The Internet Is As Dead And Boring As You Want It To Be - danielha
http://avc.blogs.com/a_vc/2007/08/the-internet-is.html

======
myoung8
I agree to a certain extent. I don't expect to see any mind-blowing
innovations on the Internet until bandwidth constraints dissipate, but that
definitely doesn't mean it's dead.

Think about the automobile. Fundamentally, it hasn't changed since the Model
T. However, there have been many incremental improvements that have made a
significant impact on our lives (A/C, seat belts, power-steering/brakes, GPS,
auto-parking).

In about 20 years, the technology they're working on right now at Stanford for
the DARPA Challenge will be commercialized and cars will drive themselves.
That will be mind-blowing.

Hopefully we'll see something game-changing on the net sooner rather than
later.

------
steve
> But even more importantly, the web is primarily a communications platform,
> not a broadcasting or publishing platform, those are secondary uses.

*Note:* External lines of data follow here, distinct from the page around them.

PR #4294, opened 2022-06-10
Add numeral into the portal commons package dependency

zhx828:
The package is using the dependency from the root which will run into issue when other projects, like GenomeNexus, importing commons separately.


packages/cbioportal-frontend-commons/package.json
```diff
@@ -37,13 +37,15 @@
     "react-dom": "^15.0.0 || ^16.0.0"
   },
   "dependencies": {
+    "@types/numeral": "0.0.22",
```
onursumer, line 40: let's remove this one. this is not needed by external projects.

onursumer (changes requested):
Good catch!

Let's remove the @types dependency before merging though. It's not needed by external projects.

packages/cbioportal-frontend-commons/package.json
zhx828: Done

PR #4295, opened 2022-06-10
Fix download controls localdb tests

onursumer:
Fix cBioPortal/cbioportal#9608

- make sure that generic assay tab names are always sorted alphabetically.
- replace `describe.omit` with `describe.skip` since `describe.omit` is not a function
- implement a missing `studyViewChartHoverHamburgerIcon` function

### DIFF
--- a/src/pages/resultsView/comparison/ComparisonTab.tsx
+++ b/src/pages/resultsView/comparison/ComparisonTab.tsx
@@ -35,7 +35,7 @@ import GenericAssayEnrichments from 'pages/groupComparison/GenericAssayEnrichmen
 import styles from 'pages/resultsView/comparison/styles.module.scss';
 import { getServerConfig } from 'config/config';
 import { AlterationFilterMenuSection } from 'pages/groupComparison/GroupComparisonUtils';
-import { deriveDisplayTextFromGenericAssayType } from 'shared/lib/GenericAssayUtils/GenericAssayCommonUtils';
+import { getSortedGenericAssayTabSpecs } from 'shared/lib/GenericAssayUtils/GenericAssayCommonUtils';
 
 export interface IComparisonTabProps {
     urlWrapper: ResultsViewURLWrapper;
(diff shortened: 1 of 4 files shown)


src/shared/lib/GenericAssayUtils/GenericAssayCommonUtils.ts
```diff
@@ -358,3 +358,21 @@ export function deriveDisplayTextFromGenericAssayType(
     }
     return derivedDisplayText;
 }
+
+export function getSortedGenericAssayTabInfo(
+    genericAssayEnrichmentProfilesGroupedByGenericAssayType: {
+        [key: string]: MolecularProfile[];
+    } = {}
+): { genericAssayType: string; linkText: string }[] {
+    return _.sortBy<{ genericAssayType: string; linkText: string }>(
```
alisman, line 367: nested lodash is super hard to read. can we use _.chain().keys().map().value() ?

src/pages/resultsView/comparison/ComparisonTab.tsx
```diff
@@ -264,19 +264,17 @@ export default class ComparisonTab extends React.Component<
...
+                        ).map(helper => {
                             return (
                                 <MSKTab
                                     id={`${
                                         ResultsViewComparisonSubTab.GENERIC_ASSAY_PREFIX
-                                    }_${genericAssayType.toLowerCase()}`}
-                                    linkText={deriveDisplayTextFromGenericAssayType(
-                                        genericAssayType
-                                    )}
+                                    }_${helper.genericAssayType.toLowerCase()}`}
```
alisman, line 276: the name "helper" doesn't really help me understand what it is.

onursumer: good point, I'll try to find a better name.

onursumer: renamed as `genericAssayTabSpecs`

src/shared/lib/GenericAssayUtils/GenericAssayCommonUtils.ts
onursumer: separated this into multiple operations to make it easier to read

PR #4297, opened 2022-06-14
Fix checkbox controls above clinical attribute plots

BasLee:
Heatmap and table visualisations in the clinical tab of group comparison show p+q checkboxes that do nothing: heatmap does not support p+q values, and its is irrelevant in the table display. 

This PR:
- hides p+q checkbox when heatmap or table;
- cleans up bloated if statements around clinical plot checkboxes.


src/pages/groupComparison/ClinicalData.tsx
```diff
@@ -246,10 +246,41 @@ export default class ClinicalData extends React.Component<
         }
     );
 
-    @computed get showLogScaleControls() {
+    @computed get isNumericalPlot() {
         return isNumerical(this.highlightedRow!.clinicalAttribute.datatype);
     }
 
+    @computed get showLogScaleControls() {
```
alisman, line 253: a little picky, but probably a better way to do this would be to have a single visualizationMode computed that returned a type.   That way you consolidate all these conditions into one place.   And if you ever need to add a mode, it's simple.

BasLee: What type or mode would visualisationMode return? table, heatmap, etc?
That would mean that we move the if-checks back into the jsx, because for each checkbox a different set of modes are relevant.

alisman (approved):

PR #4298, opened 2022-06-14
Set max for number of categories in Plots tab

pvannierop:
# Problem
When there there are a large number of samples and there is a clinical variable that is unique to each sample (e.g. sample identifier), the plots tab will lockup when rendering a Categorical plot. The cause of this is that there are too many elements that need to be rendered.

# Solution
In this PR we limit the number of categories for a categorical plot to _150_. This level was chosen based on the ability to render this number of elements. A warning message is shown to inform the user to select another variable:

image

### DIFF
--- a/src/pages/resultsView/plots/PlotsTab.tsx
+++ b/src/pages/resultsView/plots/PlotsTab.tsx
@@ -4838,7 +4838,7 @@ export default class PlotsTab extends React.Component<IPlotsTabProps, {}> {
                             className={'alert alert-info'}
                         >
                             There are too many unique categories in the data
-                            selected for horizontal or vertical axis. The
+                            selected for the horizontal or vertical axis. The
                             current threshold is set at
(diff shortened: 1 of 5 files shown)


src/pages/resultsView/plots/PlotsTab.tsx
```diff
@@ -4816,6 +4831,21 @@ export default class PlotsTab extends React.Component<IPlotsTabProps, {}> {
...
+                    return (
+                        <div
+                            data-test="PlotsTabNoDataDiv"
+                            className={'alert alert-info'}
+                        >
+                            There are too many unique categories in the data
+                            selected for horizontal or vertical axis. The
+                            current threshold is set at
+                            {DISCRETE_CATEGORY_LIMIT} categories to prevent the
+                            browser from freezing. Please update you selection
```
alisman, line 4844: type: your selection

alisman (approved):

PR #4300, opened 2022-06-15
Add missing info for setting up dev env

inodb:


README.md
```diff
@@ -37,6 +37,12 @@ To build DLLs in common-dist folder (must be done prior to start of dev server)
 yarn run buildDLL:dev
 ```
 
+To build all packages the main project depends on (must be done prior to start of dev server):
+
+```
+yarn run buildModules
```
alisman, line 43: i don't actually think this is necessary.  it gets run as part of ```yarn run start```

onursumer: In less powerful systems `yarn run start` may fail to concurrently build all the modules under `packages`. So a combination of `yarn run buildModules` and `yarn run watch` is less error-prone.

PR #4301, opened 2022-06-16
fix fsevents error

nr23730:
Fix build error related to fsevents on macOS as discussed on Slack. 
@alisman


alisman:
Thanks [nr23730](https://github.com/nr23730)

PR #4303, opened 2022-06-16
Fix 3d hotspots svg font family

onursumer:
Fix cBioPortal/cbioportal#9620


onursumer:
@zhx828 apparently the new `@rollup/plugin-image` cannot handle malformed svg files. Also, looks like we have 2 copies of this image. I already fixed the other one in my previous PR (https://github.com/onursumer/cbioportal-frontend/blob/master/src/shared/components/annotation/images/3d-hotspots.svg?short_path=8b398df#L12), but missed this one.

PR #4304, opened 2022-06-16
react-mutation-mapper updates

zhx828:
- Do not use Unknown as default cancer type 
  - The unknown will be interpreted as cancer type in OncoKB which will return inaccurate annotation
  - When cancer type is not available, OncoKB will return all treatments for the mutation
- Show level associated cancer type instead of query cancer type in the OncoKBSummaryTable
- Create OncoKB LevelIcon and OncogenicIcon to reuse

### DIFF
--- a/packages/react-mutation-mapper/src/component/oncokb/OncoKbCardBody.tsx
+++ b/packages/react-mutation-mapper/src/component/oncokb/OncoKbCardBody.tsx
@@ -9,6 +9,7 @@ import { ICache } from '../../model/SimpleCache';
 import {
     annotationIconClassNames,
     calcHighestIndicatorLevel,
+    normalizeLevel,
 } from '../../util/OncoKbUtils';
 import OncoKbCardLevelsOfEvidenceDropdown from './OncoKbCardLevelsOfEvidenceDropdown';
 import OncoKBSuggestAnnotationLinkout from './OncoKBSuggestAnnotationLinkout';
@@ -19,6 +20,8 @@ import { ImplicationContent } from './oncokbCard/ImplicationContent';
 
 import tabsStyles from './tabs.module.scss';
 import mainStyles from './main.module.scss';
+import OncogenicIcon from './icon/OncogenicIcon';
+import LevelIcon from './icon/LevelIcon';
 
 const OncoKbMedicalDisclaimer = (
     <p className={mainStyles.disclaimer}>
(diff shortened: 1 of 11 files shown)


packages/react-mutation-mapper/src/component/oncokb/OncoKbCardBody.tsx
```diff
@@ -76,13 +79,21 @@ const TabTitle: React.FunctionComponent<{
...
-            className={annotationIconClassNames(
-                props.type,
-                calcHighestIndicatorLevel(props.type, props.indicator),
-                props.indicator
-            )}
-        />
+        props.type === OncoKbCardDataType.BIOLOGICAL ? (
+            <OncogenicIcon
+                oncogenicity={props.indicator?.oncogenic || ''}
+                showDescription
```
onursumer, line 85: I know it is minor but a prop without a value always bothers me
```suggestion
                showDescription={true}
```

onursumer (approved):
Looks good!

packages/react-mutation-mapper/src/component/oncokb/OncoKbCardBody.tsx
zhx828: Is this the convention in portal? We don't specify true in oncokb anymore

onursumer: I don't think we have a strict rule about this, but I think the majority of the boolean props in portal codebase have the explicit `={true}`.

packages/react-mutation-mapper/src/component/oncokb/OncoKbCardBody.tsx
```diff
@@ -76,13 +79,21 @@ const TabTitle: React.FunctionComponent<{
...
     const title = DATA_TYPE_TO_TITLE[props.type];
     const icon = props.displayHighestLevelInTabTitle ? (
-        <i
-            className={annotationIconClassNames(
-                props.type,
-                calcHighestIndicatorLevel(props.type, props.indicator),
-                props.indicator
-            )}
-        />
+        props.type === OncoKbCardDataType.BIOLOGICAL ? (
```
alisman, line 82: in general lets avoid nested ternary.  just too difficult to read

alisman (approved):

alisman:
@zhx828 i want to wait till after 5.0.0 release to merge this.  can't take any more conflicts and we need to meet tuesday deadline.

Luke-Sikina:
Rebase, pass tests and let's merge this? @alisman @onursumer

Except he's wrong on this. File sharing has always been an extremely popular
use for the web. Most of the social networking platforms allow you to publish
to a large audience of people you don't really know. Facebook does this to a
lesser extent, but that's why it's not #1.

------
rms
This is the same type of "dead" as when Paul Graham said Microsoft is dead. Of
course they aren't literally dead. They're still profitable. But they aren't
leading in innovations and they never will again. Similarly, the internet is
dead because many breakthrough technologies will require exponentially more
bandwidth.

PG calling Microsoft dead worked better because all it takes for the internet
to become undead (alive?) is fiber to many homes.

------
aarontait
I kind of agree with Mark Cuban. Sure, there are a bunch of new services on
the web, but anyone could predict this linear growth in innovation. The thing
is, we are not seeing the exponential growth in mindshare and adoption that we
saw in the 90's. We are still using the same or similar standards that we used
in the 90's as well. When the internet started to gain interest, it was mind
blowing. It simply isn't anymore. More bandwidth could allow us to deliver
deeper innovations. Imagine if Gigabit connections were the norm. We could
bring massively parallel grid computing to consumers. Just imagine encoding
H.264 in seconds instead of hours. Right now we are in a stalemate with the
telcos.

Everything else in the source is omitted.